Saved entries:
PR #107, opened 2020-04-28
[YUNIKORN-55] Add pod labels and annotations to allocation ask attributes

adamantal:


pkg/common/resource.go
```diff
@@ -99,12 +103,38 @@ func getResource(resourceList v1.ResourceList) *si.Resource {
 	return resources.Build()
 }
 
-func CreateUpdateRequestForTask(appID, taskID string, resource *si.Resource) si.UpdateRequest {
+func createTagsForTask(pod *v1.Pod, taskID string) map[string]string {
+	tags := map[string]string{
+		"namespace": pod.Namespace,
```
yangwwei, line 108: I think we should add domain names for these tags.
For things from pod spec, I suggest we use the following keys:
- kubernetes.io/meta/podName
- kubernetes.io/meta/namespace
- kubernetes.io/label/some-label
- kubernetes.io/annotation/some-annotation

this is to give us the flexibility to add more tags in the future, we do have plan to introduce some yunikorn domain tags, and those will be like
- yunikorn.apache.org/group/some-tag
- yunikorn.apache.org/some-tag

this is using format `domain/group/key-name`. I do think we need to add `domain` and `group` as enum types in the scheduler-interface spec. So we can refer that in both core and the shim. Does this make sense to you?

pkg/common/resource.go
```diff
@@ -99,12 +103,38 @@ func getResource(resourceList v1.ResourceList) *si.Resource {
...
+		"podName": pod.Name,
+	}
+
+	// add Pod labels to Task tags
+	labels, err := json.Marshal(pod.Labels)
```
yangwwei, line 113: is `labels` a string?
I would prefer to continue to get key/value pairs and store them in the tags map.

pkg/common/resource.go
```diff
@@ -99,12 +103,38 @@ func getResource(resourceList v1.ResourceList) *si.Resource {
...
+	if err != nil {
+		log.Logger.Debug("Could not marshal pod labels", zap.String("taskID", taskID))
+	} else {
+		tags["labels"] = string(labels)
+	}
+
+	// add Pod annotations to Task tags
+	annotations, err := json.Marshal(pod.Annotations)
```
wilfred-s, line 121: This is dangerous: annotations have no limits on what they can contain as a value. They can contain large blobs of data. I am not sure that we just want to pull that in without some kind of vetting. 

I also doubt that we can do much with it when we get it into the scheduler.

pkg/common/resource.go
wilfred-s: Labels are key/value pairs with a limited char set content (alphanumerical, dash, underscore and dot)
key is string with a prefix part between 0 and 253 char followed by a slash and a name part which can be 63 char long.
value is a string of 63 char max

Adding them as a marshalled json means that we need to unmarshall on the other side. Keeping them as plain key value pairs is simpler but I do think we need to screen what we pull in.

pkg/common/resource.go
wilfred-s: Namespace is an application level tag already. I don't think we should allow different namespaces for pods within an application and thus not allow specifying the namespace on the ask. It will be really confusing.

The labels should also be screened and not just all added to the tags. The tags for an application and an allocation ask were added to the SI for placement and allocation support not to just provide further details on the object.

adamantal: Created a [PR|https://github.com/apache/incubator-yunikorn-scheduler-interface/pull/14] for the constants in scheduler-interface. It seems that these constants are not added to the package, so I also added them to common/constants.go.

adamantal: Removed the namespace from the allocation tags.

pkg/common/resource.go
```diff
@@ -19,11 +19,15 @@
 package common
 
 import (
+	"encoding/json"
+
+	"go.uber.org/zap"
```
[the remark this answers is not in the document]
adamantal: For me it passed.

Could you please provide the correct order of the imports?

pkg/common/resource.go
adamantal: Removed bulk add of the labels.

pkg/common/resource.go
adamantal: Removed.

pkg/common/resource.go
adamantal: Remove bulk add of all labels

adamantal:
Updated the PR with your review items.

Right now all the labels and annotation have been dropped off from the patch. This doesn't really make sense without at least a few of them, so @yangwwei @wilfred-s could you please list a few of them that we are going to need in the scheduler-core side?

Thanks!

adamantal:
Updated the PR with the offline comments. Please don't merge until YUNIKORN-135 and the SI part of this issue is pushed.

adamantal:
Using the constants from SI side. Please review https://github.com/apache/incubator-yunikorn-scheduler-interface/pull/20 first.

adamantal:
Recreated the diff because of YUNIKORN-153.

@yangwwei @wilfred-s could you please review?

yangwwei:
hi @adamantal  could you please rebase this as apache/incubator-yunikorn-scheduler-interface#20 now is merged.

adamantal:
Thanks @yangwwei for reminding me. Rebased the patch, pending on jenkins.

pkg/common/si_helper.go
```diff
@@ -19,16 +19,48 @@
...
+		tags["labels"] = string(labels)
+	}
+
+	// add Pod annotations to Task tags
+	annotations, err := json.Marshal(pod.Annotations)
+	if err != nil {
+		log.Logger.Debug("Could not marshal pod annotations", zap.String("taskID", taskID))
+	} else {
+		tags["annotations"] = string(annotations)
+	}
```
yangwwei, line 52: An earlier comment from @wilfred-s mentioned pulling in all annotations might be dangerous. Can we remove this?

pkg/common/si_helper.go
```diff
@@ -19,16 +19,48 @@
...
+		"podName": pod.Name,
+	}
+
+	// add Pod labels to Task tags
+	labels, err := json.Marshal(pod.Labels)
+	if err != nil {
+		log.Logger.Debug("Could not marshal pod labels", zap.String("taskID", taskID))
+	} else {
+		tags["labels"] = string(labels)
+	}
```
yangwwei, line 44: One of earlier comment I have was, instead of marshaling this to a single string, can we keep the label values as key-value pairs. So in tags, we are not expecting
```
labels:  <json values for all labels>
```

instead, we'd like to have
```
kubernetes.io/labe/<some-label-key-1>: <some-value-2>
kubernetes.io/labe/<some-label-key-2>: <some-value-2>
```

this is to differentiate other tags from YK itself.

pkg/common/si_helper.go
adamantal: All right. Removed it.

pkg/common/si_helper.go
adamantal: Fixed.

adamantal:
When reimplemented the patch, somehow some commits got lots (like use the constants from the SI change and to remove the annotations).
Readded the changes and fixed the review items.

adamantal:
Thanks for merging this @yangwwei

▶ _Instructions for the task_
Would you copy every line of the entries in which "will" appears?

▶ _Task output_
this is to give us the flexibility to add more tags in the future, we do have plan to introduce some yunikorn domain tags, and those will be like
wilfred-s: Namespace is an application level tag already. I don't think we should allow different namespaces for pods within an application and thus not allow specifying the namespace on the ask. It will be really confusing.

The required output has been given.